PR #756, opened 2020-06-17
Send non-Bolt tracking information to Bolt backend

nickfiacco-bolt:
#changelog Send non-Bolt tracking information to Bolt backend
Send non-Bolt tracking information to Bolt backend

### DIFF
--- a/Observer/TrackingSaveObserver.php
+++ b/Observer/TrackingSaveObserver.php
@@ -112,12 +112,12 @@ class TrackingSaveObserver implements ObserverInterface
             $order = $shipment->getOrder();
             $payment = $order->getPayment();
 
-            // If this is not a bolt payment, ignore it
-            if (!$payment || $payment->getMethod() != \Bolt\Boltpay\Model\Payment::METHOD_CODE) {
-                return;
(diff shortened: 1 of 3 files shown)


Observer/TrackingSaveObserver.php
```diff
@@ -112,13 +112,13 @@ public function execute(Observer $observer)
             $order = $shipment->getOrder();
             $payment = $order->getPayment();
 
-            // If this is not a bolt payment, ignore it
-            if (!$payment || $payment->getMethod() != \Bolt\Boltpay\Model\Payment::METHOD_CODE) {
-                return;
+            $isNonBoltOrder = !$payment || $payment->getMethod() != \Bolt\Boltpay\Model\Payment::METHOD_CODE;
+            if ($isNonBoltOrder) {
+                $transactionReference = $payment->getAdditionalInformation('bolt_transaction_reference');
```
vitaliyreznikov, line 117: Do you think it's possible that we don't have bolt_transaction_reference? For example, order was created before we updated plugin to the last version or bolt was temporary disabled.

nickfiacco-bolt: That’s a good point, I’ll handle this case

PR #758, opened 2020-06-19
M2P-49 Fix bug - Unable to complete order with virtual item after applying a discount

dumega:
# Description
When trying to apply coupon to virtual qoute on Bolt modal, it would fail, cause the billing address of $immutableQuote is always empty, and the cart data returned from Cart Helper function is empty as a result, this PR is to fix this bug.

Fixes: https://boltpay.atlassian.net/browse/M2P-49

#changelog Fix bug - Unable to complete order with virtual item after applying a discount

# Type of change

# How Has This Been Tested?

# For PR Reviewer 

# Checklist:

### DIFF
--- a/Helper/Cart.php
+++ b/Helper/Cart.php
@@ -1304,7 +1304,7 @@ class Cart extends AbstractHelper
      * @return array
      * @throws \Exception
      */
-    public function getCartData($paymentOnly, $placeOrderPayload, $immutableQuote = null)
+    public function getCartData($paymentOnly, $placeOrderPayload, $immutableQuote = null, $requireBillingAddress = true)
     {
 
         // If the immutable quote is passed (i.e. discount code validation, bugsnag report generation)
@@ -1368,7 +1368,7 @@ class Cart extends AbstractHelper
         }
         $immutableQuote->collectTotals();
 
-        $cart = $this->buildCartFromQuote($quote, $immutableQuote, $items, $placeOrderPayload, $paymentOnly);
+        $cart = $this->buildCartFromQuote($quote, $immutableQuote, $items, $placeOrderPayload, $paymentOnly, $requireBillingAddress);
         if ($cart == []) {
             // empty cart implies there was an error
             return $cart;
--- a/Model/Api/DiscountCodeValidation.php
+++ b/Model/Api/DiscountCodeValidation.php
@@ -404,26 +404,16 @@ class DiscountCodeValidation implements DiscountCodeValidationInterface
             }
 
             // Set the shipment if request payload has that info.
-            if (isset($request->cart->shipments[0]->reference)) {
+            if ( $immutableQuote->isVirtual() && isset($request->cart->billing_address) ) {
+                $billingAddress = $immutableQuote->getBillingAddress();
+                $addressData = $this->prepareAddressData($request->cart->billing_address);
+                
+                $billingAddress->setShouldIgnoreValidation(true)
+                               ->addData($addressData)
+                               ->save();
+            } elseif ( isset($request->cart->shipments[0]->reference) ) {
                 $shippingAddress = $immutableQuote->getShippingAddress();
-                $address = $request->cart->shipments[0]->shipping_address;
-                $address = $this->cartHelper->handleSpecialAddressCases($address);
-                $region = $this->regionModel->loadByName(@$address->region, @$address->country_code);
-                $addressData = [
-                            'firstname'    => @$address->first_name,
-                            'lastname'     => @$address->last_name,
-                            'street'       => trim(@$address->street_address1 . "\n" . @$address->street_address2),
-                            'city'         => @$address->locality,
-                            'country_id'   => @$address->country_code,
-                            'region'       => @$address->region,
-                            'postcode'     => @$address->postal_code,
-                            'telephone'    => @$address->phone_number,
-                            'region_id'    => $region ? $region->getId() : null,
-                            'company'      => @$address->company,
-                        ];
-                if ($this->cartHelper->validateEmail(@$address->email_address)) {
-                    $addressData['email'] = $address->email_address;
-                }
+                $addressData = $this->prepareAddressData($request->cart->shipments[0]->shipping_address);
 
                 $shippingAddress->setShouldIgnoreValidation(true);
                 $shippingAddress->addData($addressData);
@@ -800,7 +790,7 @@ class DiscountCodeValidation implements DiscountCodeValidationInterface
     {
         $request = $this->getRequestContent();
         $is_has_shipment = isset($request->cart->shipments[0]->reference);
-        $cart = $this->cartHelper->getCartData($is_has_shipment, null, $quote);
+        $cart = $this->cartHelper->getCartData($is_has_shipment, null, $quote, false);
         return [
             'total_amount' => $cart['total_amount'],
             'tax_amount'   => $cart['tax_amount'],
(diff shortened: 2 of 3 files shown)


Model/Api/DiscountCodeValidation.php
```diff
@@ -1024,4 +1014,32 @@ protected function getParentQuoteDiscountResult($couponCode, $coupon, $parentQuo
...
+     * @param object $address
+     *
+     * @return array
+     */
+    private function prepareAddressData($address)
+    {
+        $address = $this->cartHelper->handleSpecialAddressCases($address);
+        $region = $this->regionModel->loadByName(@$address->region, @$address->country_code);
+        $addressData = [
+                    'firstname'    => @$address->first_name,
```
vitaliyreznikov, line 1028: @matt-thomason Do I understand correctly we want to stop use "@" ? Do we have any doc about this?

Model/Api/DiscountCodeValidation.php
```diff
@@ -1024,4 +1014,32 @@ protected function getParentQuoteDiscountResult($couponCode, $coupon, $parentQuo
             'discount_type'   => $this->convertToBoltDiscountType($rule->getSimpleAction()),
         ];
     }
+    
+    /**
+     * @param object $address
+     *
+     * @return array
+     */
+    private function prepareAddressData($address)
```
vitaliyreznikov, line 1023: @dumega Could you add a comment to this method?

Helper/Cart.php
```diff
@@ -1304,7 +1304,7 @@ protected function getCalculationAddress($quote)
      * @return array
      * @throws \Exception
      */
-    public function getCartData($paymentOnly, $placeOrderPayload, $immutableQuote = null)
+    public function getCartData($paymentOnly, $placeOrderPayload, $immutableQuote = null, $requireBillingAddress = true)
```
vitaliyreznikov, line 1307: Can you update phpdoc?

danac-gs, line 1307: @dumega Taking into account the complexity of the problem and it's root case on Bolt end - not calling shipping and tax for virtual carts and inconsistency in processing guest vs. logged in user - discussed in our private slack channel, and having in mind that this PR only solves an edge case, leaving the main problem open, I'd like to suggest one simplification here that you may or may not consider.

From Bolt perspective there's only one address, `shipping == billing`. Although billing address is not present in every request type data, it is the same. So, I'll remove logic around `$requireBillingAddress` (everywhere) and use shipping address as billing one everywhere billing is missing. I've checked how `$requireBillingAddress` is used in the code and it does not make much sense.

Model/Api/DiscountCodeValidation.php
```diff
@@ -800,7 +790,7 @@ private function getCartTotals($quote)
     {
         $request = $this->getRequestContent();
         $is_has_shipment = isset($request->cart->shipments[0]->reference);
```
danac-gs, line 792: Note: shipments is populated for the user logged in Bolt checkout (shipping and tax is called every time in the process of generating checkout data) and also for the guest users after they apply the discount in the modal (shipping and tax gets called by Bolt as a side effect of discount code validation). No matter if the cart is virtual or not. However shipping and tax endpoint is not called for guest user virtual carts in general (no coupon applied). This is inconsistency in Bolt functionality that causes issues and should be fixed on Bolt end.

dumega:
@danac-gs I think it is a plugin issue, not related to Bolt side, also it is not a edge case, but a common issue inside the plugin.

Let me show you an example, https://m2.nvip.eu/index.php/test-virtual.html this is a virtual product in my dev site, and for debugging, it can trigger the shipping&tax endpoint (the shipping and tax endpoint can be called for both guest user and logged-in user), so in the "Payment" step when we apply coupon on Bolt modal, the api request data of discounts.code.apply contains full billing address and shipments info. In this way, I think we can simulate the proper implement of applying coupon via Bolt modal.

And as we can see, the api hook still fails due to error that the billing address is empty (https://github.com/BoltApp/bolt-magento2/blob/master/Helper/Cart.php#L1478). So my point is, even Bolt fixes shipping and tax endpoint for virtual cart of guest user, this issue would still exist, that's why I says this is a common plugin issue. It is totally a different issue from the one  we discuss on slack (https://boltpay.slack.com/archives/CEEAATB2Q/p1592880744154800)

Although there's actually only one address in Bolt side, but the api hook send billing address and shipping info separately, and in the plugin side, we should always use billding address for checkout, that seems to be more logical in M2, so I think it is reasonable to check $requireBillingAddress for virtual cart.

danac-gs:
@dumega The "virtual" product, https://m2.nvip.eu/index.php/test-virtual.html,  does not seem to be configured correctly. The type of the item is "unknown". Should be "digital".
Moreover, I think using shipping address as a fallback for billing one (only if billing is missing, of course) and removing `$requireBillingAddress` is more clear and more logical solution. First, we should prefer removing code instead of adding it, thus keeping the overall complexity lower if possible. Then, it complies with Bolt logic of having one address only. At least one should always be present in the request from Bolt. If there's no address (no billing nor shipping) then and error should happen.

dumega:
@danac-gs The misconfigured product is intended, cause only using it, we can properly reproduce the issue with Bolt PPC, cause due to another issue on Bolt side (https://boltpay.atlassian.net/browse/EN-238), the shipping&tax endpoint wont be triggered for virtual cart.  And when applying coupon in Payment step of Bolt modal, the cart can be treated as virtual cart in M2 normally.

Well, my proposal is to wait until the virtual cart tax issue is fixed on Bolt side, then we can look into this issue again.

vitaliyreznikov:
@dumega Why we want to postpone this until the virtual item tax issue is resolved?
Let's say use applies a discount on the first step of guest checkout. We still have the issue in this case, correct?

dumega:
@vitaliyreznikov Yes, in my opinion, this is a plugin issue, whatever step you apply the discount, the error would happen. But @danac-gs  insist that the root cause is inconsistency in Bolt functionality and should be fixed on Bolt end. Then we have to wait until the virtual item tax issue is resolved and see if the issue still exist or not.

danac-gs:
> @vitaliyreznikov Yes, in my opinion, this is a plugin issue, whatever step you apply the discount, the error would happen. But @danac-gs insist that the root cause is inconsistency in Bolt functionality and should be fixed on Bolt end. Then we have to wait until the virtual item tax issue is resolved and see if the issue still exist or not.

@vitaliyreznikov @dumega Virtual carts do not work. Yet. It's a known issue and it's on Bolt end. They might work in some really edge cases, for instance when the discount is applied at some (last?) step due to the circumstance that shipping and tax is also called in the process (at the end of) discount validation step. There's no point in fixing this now and making plugin work with virtual carts in this edge case only, before the main issue is fixed. After it's fixed, this probably won'e be an issue anymore.

vitaliyreznikov:
@danac-gs What if we have a cart with virtual cart and apply a discount on the first step:
1) do we have an issue now?
2) can it be fixed on bolt side?

danac-gs:
> @danac-gs What if we have a cart with virtual cart and apply a discount on the first step:
> 
> 1. do we have an issue now?
> 2. can it be fixed on bolt side?

@vitaliyreznikov Just to be sure we are all on the same page. All the above discussion refers only to virtual carts, a cart with ALL items virtual. @dumega to confirm
I don't think the aforementioned case, or any other case, including the one from the task, is relevant until the `virtual cart collect tax` issue is fixed on Bolt side.
Back to your question. With the update / fix on Bolt side, all the carts, virtual or physical, would (should) behave the same, with no issue of this type.
My point, again, is that we can not consider and present (to merchants) this as a solution because it is a fix for only a small portion of virtual carts, the ones that have discounts applied (at some or any checkout step, does't matter). On the other hand, this would be no issue with Bolt side fix applied. It is misleading for everyone - engineers, engineer management, customer support, merchants.

vitaliyreznikov:
Let's close this for now, taking in account @danac-gs opinion

dumega:
@vitaliyreznikov When does the team fix the virtual cart collect tax issue on Bolt side?

vitaliyreznikov:
**Reopening:**
By the contract, we shouldn’t update cart (quote) on shipping&tax call. We need just provide information.
For example, for now we are working on static shipping project, when we miss shipping call because we know shipping price.
So long-term solution: don’t save billing address in quote
short-term: make sure that we are ok even if billing address is empty

adentong:
This has been open for half year now... I'm just going to close this.

PR #759, opened 2020-06-19
M2P-105 Fix issue with magento sections

vitaliyreznikov:
I added a bug in version 2.8.0.
I call customerData.invalidate with string argument instead of array.
This is the same call with argument ["b","o","l" ... ]

As result, magento tries to get a new value for section "b". Backend returns error and no sections updated.

**Who potentially affected:**
* Merchant on 2.8.0 or 2.8.1
* User did the purchase
* Use tries to pay with new cart
* User still has the old cookies at this moment  (cookies save for one day)
* User doesn't only add the product to cart but apply a discount or something similar (when user add a product to cart all magento sections are invalidated and magento doesn't look to list for invalidation, so this is a change to get correct bolt cart)

**Result**
The plugin doesn't receive a  correct bolt cart and call configure with cart {}. We expected to see an error on bolt modal but for some reason checkout is possible - with empty cart. This another bug (but not important one). I created task for them - https://boltpay.atlassian.net/browse/EN-268

**Who is really affected**
Although possible some users have this issue and sections don't updated for them it should not be a real issue: in version 2.8.0 and 2.8.1 we don't use magento sections for main checkout process. This will be fixed in 2.9.0

**Solution**
1. Fix the bug
2. Check if user has bad cookies and delete them - just in case. We should delete this check once we don't have any merchant on 2.8.0 or 2.8.1 I added asana task to check this https://app.asana.com/0/946297550934606/1181184977634457

Fixes: (link Jira ticket)

#changelog M2P-105 Fix issue with magento sections

# Type of change

# How Has This Been Tested?

# For PR Reviewer 

# Checklist:

### DIFF
--- a/view/frontend/templates/js/replacejs.phtml
+++ b/view/frontend/templates/js/replacejs.phtml
@@ -483,7 +483,7 @@ if (!$block->isSaveCartInSections()) { ?>
                      * return void
                      */
                     var processSuccess = function (data) {
-                        customerData.invalidate('bolthints')
+                        customerData.invalidate(['bolthints']);
                         try {
                             if (typeof data !== 'undefined') {
                                 callbacks.success_url = data.success_url;
@@ -1270,6 +1270,13 @@ if (!$block->isSaveCartInSections()) { ?>
         'mage/cookies',
         'domReady!'
     ], function ($, authenticationPopup, customerData) {
+        var sectionDataIds = $.cookieStorage.get('section_data_ids');
+        if (sectionDataIds && sectionDataIds.b  !== undefined) {
+            $.cookieStorage.set('section_data_ids','');
+            storageInvalidation = $.initNamespaceStorage('mage-cache-storage-section-invalidation').localStorage;
+            storageInvalidation.removeAll();
+        }
+
         ////////////////////////////////////////////////////
 
         // initialize customer and cart observables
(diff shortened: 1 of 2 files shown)


view/frontend/templates/js/replacejs.phtml
```diff
@@ -1270,6 +1270,13 @@ if (!$block->isSaveCartInSections()) { ?>
         'mage/cookies',
         'domReady!'
     ], function ($, authenticationPopup, customerData) {
+        var sectionDataIds = $.cookieStorage.get('section_data_ids');
+        if (sectionDataIds && sectionDataIds.b  !== undefined) {
+            $.cookieStorage.set('section_data_ids','');
+            storageInvalidation = $.initNamespaceStorage('mage-cache-storage-section-invalidation').localStorage;
+            storageInvalidation.removeAll();
+        }
+
```
danac-gs, line 1279: @vitaliyreznikov I was curious what happens when you don't include this part. Is it really needed after the store is updated and caches cleared? Full page cache included. Did not get a chance to test. Did you?

vitaliyreznikov: Yes, I tested very carefully. Yes, we need it if caches cleared on server side, but user has bad cookies.
Few users can be affected, only who made purchase and continue actively using site (cookies are deleted after 1 day of inactivity), but I offered to include this check just in case.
*-*-*
▶ **Requirement**: Look through the entries for lines containing the word "AbstractHelper" and return each one.

▶ **Answer box**:
@@ -1304,7 +1304,7 @@ class Cart extends AbstractHelper
@@ -1368,7 +1368,7 @@ class Cart extends AbstractHelper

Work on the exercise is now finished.